**Provided data:**

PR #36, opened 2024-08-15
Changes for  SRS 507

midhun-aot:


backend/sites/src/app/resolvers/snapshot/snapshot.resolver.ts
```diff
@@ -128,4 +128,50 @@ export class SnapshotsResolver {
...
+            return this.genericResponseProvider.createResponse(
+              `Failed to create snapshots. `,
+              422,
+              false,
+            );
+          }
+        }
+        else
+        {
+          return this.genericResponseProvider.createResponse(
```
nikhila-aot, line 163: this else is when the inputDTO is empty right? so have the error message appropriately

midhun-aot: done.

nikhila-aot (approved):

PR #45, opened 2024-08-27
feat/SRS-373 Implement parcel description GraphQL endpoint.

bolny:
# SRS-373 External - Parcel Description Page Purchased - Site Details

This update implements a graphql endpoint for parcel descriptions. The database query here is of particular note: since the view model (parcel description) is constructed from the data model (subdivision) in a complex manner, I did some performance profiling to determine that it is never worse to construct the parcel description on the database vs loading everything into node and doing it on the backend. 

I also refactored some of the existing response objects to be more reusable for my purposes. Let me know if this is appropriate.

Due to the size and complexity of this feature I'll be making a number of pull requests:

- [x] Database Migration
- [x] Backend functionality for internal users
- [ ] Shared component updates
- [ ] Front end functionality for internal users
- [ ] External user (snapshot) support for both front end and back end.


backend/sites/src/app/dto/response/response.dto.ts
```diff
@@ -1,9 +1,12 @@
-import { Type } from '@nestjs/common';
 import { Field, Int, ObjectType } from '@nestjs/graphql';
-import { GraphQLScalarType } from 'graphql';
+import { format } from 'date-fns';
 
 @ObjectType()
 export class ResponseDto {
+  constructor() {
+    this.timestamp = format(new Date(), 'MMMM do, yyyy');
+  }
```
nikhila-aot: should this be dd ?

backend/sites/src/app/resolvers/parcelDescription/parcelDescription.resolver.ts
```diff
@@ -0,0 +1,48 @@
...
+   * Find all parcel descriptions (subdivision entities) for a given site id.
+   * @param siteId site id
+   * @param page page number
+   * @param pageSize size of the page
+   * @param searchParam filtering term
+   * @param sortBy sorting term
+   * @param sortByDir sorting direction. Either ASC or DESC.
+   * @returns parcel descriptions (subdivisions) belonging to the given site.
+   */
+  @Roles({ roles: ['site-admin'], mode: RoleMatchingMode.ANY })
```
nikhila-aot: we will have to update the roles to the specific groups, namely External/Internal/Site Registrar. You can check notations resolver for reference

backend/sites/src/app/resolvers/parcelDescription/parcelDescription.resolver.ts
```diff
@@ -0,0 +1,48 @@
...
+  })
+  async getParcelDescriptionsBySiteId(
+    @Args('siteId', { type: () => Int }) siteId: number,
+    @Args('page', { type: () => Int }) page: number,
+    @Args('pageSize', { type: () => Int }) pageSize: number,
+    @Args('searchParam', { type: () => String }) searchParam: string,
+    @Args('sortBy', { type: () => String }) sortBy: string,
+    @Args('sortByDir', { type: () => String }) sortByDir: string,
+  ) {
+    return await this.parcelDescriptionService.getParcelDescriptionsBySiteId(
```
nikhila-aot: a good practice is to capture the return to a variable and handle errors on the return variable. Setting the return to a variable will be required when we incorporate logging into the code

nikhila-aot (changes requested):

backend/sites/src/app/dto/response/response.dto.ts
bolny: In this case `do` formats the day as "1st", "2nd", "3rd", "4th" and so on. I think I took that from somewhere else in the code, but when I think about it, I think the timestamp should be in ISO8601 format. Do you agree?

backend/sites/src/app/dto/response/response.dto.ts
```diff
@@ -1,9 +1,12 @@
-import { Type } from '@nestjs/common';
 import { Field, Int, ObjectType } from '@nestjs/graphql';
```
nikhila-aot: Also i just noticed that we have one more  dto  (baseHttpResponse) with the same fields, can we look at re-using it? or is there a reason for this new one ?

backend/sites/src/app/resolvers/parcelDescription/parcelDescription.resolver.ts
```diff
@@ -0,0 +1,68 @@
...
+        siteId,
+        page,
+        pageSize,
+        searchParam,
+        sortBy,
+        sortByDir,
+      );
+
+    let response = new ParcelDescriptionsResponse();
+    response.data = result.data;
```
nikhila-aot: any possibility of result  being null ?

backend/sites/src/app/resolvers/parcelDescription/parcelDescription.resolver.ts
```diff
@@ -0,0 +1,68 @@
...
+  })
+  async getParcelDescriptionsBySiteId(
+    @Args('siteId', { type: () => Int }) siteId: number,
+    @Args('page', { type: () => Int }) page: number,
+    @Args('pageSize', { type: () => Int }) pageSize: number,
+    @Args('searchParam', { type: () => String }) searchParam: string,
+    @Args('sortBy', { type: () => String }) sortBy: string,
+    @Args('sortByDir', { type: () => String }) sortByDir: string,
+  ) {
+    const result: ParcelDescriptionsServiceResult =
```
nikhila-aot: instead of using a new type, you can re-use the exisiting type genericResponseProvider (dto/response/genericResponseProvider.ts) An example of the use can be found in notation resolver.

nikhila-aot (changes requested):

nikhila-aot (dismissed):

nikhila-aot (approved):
* * *
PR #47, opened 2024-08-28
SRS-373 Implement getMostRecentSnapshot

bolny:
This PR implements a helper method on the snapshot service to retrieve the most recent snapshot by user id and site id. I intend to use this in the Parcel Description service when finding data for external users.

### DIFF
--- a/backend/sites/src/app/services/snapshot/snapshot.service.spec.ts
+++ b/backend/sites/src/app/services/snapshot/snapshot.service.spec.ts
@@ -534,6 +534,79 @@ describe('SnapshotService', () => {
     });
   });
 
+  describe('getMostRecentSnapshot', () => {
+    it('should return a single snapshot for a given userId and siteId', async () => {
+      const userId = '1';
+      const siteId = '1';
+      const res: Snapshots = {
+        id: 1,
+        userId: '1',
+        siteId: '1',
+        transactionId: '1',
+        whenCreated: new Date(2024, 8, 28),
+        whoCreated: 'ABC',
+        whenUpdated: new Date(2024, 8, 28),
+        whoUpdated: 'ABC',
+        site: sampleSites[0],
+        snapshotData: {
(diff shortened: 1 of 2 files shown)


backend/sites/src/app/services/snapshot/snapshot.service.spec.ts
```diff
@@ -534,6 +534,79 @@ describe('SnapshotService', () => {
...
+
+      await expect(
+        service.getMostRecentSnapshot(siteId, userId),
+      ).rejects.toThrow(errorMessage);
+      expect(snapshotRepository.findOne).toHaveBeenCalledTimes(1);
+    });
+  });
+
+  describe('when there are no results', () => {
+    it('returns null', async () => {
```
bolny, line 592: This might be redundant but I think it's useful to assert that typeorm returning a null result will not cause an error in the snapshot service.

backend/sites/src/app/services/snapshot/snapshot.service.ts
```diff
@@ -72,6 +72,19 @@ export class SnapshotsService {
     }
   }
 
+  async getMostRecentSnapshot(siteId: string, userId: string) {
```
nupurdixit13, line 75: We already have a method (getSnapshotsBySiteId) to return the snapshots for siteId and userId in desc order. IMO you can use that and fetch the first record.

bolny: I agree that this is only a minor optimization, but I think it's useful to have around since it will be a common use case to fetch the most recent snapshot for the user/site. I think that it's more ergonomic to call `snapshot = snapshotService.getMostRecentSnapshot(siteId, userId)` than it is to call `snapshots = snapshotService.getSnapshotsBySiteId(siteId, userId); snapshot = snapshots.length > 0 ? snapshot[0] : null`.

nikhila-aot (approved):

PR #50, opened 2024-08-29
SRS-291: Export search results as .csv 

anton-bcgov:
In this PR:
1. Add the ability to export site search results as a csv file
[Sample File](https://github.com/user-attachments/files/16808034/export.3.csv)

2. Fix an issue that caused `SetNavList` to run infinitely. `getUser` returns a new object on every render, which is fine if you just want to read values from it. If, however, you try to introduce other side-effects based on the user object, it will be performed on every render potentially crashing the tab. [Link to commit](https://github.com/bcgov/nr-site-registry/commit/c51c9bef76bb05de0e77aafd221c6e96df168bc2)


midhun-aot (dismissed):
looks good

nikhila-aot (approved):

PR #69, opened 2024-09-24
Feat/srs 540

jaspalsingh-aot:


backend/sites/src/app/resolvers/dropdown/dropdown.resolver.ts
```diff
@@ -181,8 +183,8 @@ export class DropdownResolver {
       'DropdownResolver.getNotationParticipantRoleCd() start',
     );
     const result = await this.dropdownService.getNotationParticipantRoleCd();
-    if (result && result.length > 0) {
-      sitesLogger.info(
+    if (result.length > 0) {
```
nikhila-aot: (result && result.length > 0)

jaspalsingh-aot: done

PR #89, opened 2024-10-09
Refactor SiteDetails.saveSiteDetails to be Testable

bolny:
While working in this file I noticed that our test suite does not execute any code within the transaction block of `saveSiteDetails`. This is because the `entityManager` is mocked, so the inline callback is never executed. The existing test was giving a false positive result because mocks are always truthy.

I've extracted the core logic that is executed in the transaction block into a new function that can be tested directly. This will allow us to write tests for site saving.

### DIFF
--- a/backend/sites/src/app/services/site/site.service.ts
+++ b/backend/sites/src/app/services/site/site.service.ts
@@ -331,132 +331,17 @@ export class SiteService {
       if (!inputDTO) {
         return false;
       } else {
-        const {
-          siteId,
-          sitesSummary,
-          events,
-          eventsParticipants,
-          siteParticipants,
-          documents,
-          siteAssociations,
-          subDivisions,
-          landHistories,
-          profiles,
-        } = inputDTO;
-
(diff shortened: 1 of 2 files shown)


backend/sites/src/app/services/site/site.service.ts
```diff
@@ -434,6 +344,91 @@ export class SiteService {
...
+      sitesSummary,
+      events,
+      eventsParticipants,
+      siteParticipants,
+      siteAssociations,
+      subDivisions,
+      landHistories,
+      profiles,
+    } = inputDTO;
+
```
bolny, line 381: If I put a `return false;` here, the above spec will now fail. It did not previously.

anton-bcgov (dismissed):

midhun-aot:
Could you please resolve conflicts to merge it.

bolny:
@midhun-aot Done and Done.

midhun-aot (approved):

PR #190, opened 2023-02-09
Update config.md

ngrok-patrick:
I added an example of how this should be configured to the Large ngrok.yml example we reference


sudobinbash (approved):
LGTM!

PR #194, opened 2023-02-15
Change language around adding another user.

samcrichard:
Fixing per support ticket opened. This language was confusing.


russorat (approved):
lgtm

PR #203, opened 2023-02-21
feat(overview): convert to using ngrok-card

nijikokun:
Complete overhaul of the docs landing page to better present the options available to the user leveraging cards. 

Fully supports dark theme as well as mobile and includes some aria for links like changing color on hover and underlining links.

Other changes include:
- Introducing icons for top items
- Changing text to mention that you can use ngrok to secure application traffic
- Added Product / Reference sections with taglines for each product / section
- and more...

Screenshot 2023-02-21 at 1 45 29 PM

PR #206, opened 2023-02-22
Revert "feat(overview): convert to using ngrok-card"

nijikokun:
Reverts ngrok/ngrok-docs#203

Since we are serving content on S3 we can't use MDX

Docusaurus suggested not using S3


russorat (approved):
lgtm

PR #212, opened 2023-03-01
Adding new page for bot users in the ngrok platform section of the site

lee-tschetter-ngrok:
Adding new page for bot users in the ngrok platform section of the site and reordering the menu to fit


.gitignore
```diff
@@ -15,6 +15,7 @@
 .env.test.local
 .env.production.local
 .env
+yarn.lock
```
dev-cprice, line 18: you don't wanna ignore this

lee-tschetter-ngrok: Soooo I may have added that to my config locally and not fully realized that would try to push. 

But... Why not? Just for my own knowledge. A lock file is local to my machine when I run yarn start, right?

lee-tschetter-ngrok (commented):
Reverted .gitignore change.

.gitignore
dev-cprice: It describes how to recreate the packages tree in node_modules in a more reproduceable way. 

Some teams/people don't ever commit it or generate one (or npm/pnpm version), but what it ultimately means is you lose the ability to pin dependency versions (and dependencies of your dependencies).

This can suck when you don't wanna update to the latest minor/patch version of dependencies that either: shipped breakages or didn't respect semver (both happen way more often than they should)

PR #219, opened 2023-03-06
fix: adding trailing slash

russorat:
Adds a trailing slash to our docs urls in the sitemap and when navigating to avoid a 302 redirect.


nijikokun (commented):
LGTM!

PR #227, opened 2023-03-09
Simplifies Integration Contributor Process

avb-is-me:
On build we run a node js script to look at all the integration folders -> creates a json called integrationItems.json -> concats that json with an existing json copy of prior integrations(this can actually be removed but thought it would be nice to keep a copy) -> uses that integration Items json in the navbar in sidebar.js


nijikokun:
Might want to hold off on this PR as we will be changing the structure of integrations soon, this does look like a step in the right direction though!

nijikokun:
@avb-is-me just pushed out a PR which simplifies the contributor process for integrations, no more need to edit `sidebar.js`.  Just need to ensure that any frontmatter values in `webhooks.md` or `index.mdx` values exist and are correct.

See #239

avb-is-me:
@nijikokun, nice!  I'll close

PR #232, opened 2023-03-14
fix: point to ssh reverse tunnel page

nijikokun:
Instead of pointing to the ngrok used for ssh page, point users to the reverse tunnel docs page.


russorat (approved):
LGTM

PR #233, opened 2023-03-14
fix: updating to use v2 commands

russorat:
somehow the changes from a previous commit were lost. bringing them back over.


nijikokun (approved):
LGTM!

**Your instructions:** Write down again, exactly as given, only the lines above that fall from the line with "PR #36, opened 2024-08-15" to the line with "# SRS-373 External", inclusive.

**Solved problem:**
PR #36, opened 2024-08-15
Changes for  SRS 507

midhun-aot:


backend/sites/src/app/resolvers/snapshot/snapshot.resolver.ts
```diff
@@ -128,4 +128,50 @@ export class SnapshotsResolver {
...
+            return this.genericResponseProvider.createResponse(
+              `Failed to create snapshots. `,
+              422,
+              false,
+            );
+          }
+        }
+        else
+        {
+          return this.genericResponseProvider.createResponse(
```
nikhila-aot, line 163: this else is when the inputDTO is empty right? so have the error message appropriately

midhun-aot: done.

nikhila-aot (approved):

PR #45, opened 2024-08-27
feat/SRS-373 Implement parcel description GraphQL endpoint.

bolny:
# SRS-373 External - Parcel Description Page Purchased - Site Details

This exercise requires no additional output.